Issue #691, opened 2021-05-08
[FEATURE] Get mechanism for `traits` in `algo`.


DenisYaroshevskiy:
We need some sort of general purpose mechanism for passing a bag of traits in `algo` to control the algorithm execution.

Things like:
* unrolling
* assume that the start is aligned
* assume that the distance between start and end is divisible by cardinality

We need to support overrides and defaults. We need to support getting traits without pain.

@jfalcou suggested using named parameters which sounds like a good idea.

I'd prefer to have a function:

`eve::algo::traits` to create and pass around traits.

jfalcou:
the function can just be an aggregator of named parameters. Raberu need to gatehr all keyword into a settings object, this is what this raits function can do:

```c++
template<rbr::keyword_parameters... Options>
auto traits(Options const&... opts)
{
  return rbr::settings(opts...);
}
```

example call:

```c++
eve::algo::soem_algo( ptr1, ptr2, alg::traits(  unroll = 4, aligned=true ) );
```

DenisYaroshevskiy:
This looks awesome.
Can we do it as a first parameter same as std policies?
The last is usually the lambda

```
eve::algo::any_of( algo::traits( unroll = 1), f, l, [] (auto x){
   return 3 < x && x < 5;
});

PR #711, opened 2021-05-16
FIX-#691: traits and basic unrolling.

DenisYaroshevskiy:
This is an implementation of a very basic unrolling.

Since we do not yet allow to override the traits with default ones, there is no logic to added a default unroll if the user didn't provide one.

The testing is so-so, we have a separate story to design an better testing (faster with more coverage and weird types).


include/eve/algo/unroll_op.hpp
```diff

##########

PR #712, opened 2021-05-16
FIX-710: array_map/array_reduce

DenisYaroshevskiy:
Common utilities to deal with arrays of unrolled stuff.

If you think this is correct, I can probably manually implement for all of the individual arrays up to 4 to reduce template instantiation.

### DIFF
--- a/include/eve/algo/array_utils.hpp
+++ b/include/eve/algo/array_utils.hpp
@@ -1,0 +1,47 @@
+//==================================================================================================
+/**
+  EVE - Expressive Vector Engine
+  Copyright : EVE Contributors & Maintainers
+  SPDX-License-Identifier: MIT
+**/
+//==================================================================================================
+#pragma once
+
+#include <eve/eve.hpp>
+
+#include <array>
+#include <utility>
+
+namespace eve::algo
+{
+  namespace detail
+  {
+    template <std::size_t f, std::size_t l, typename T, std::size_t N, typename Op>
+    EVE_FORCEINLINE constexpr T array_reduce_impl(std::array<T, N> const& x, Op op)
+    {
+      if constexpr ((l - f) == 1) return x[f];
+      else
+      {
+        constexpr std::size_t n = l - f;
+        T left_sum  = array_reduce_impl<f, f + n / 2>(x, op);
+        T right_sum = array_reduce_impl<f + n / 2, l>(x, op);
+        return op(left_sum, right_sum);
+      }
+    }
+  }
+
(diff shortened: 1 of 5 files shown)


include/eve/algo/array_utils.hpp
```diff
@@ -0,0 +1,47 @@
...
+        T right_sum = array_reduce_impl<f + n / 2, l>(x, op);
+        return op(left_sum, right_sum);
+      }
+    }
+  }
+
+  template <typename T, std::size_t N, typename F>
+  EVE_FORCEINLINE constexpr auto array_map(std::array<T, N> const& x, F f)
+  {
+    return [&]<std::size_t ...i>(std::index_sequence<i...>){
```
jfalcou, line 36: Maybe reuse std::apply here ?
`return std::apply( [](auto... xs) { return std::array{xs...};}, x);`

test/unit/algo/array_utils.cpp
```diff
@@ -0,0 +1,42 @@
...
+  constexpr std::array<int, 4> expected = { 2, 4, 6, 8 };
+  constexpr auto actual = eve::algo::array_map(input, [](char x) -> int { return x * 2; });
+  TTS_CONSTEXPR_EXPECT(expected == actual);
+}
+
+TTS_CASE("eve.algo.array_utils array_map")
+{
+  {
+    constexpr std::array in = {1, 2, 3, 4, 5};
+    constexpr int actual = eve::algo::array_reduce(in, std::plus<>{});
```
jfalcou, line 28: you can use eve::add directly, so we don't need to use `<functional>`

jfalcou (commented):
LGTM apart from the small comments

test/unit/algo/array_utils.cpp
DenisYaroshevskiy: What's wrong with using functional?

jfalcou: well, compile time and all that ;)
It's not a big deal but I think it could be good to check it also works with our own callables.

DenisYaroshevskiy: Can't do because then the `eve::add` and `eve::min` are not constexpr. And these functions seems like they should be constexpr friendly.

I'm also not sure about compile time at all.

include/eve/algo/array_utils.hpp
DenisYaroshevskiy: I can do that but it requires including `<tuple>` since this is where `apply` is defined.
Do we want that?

##########

(ACTIVITY) Return each line of the material above in which the string "deal" appears.

(ANSWER SECTION)
Common utilities to deal with arrays of unrolled stuff.
It's not a big deal but I think it could be good to check it also works with our own callables.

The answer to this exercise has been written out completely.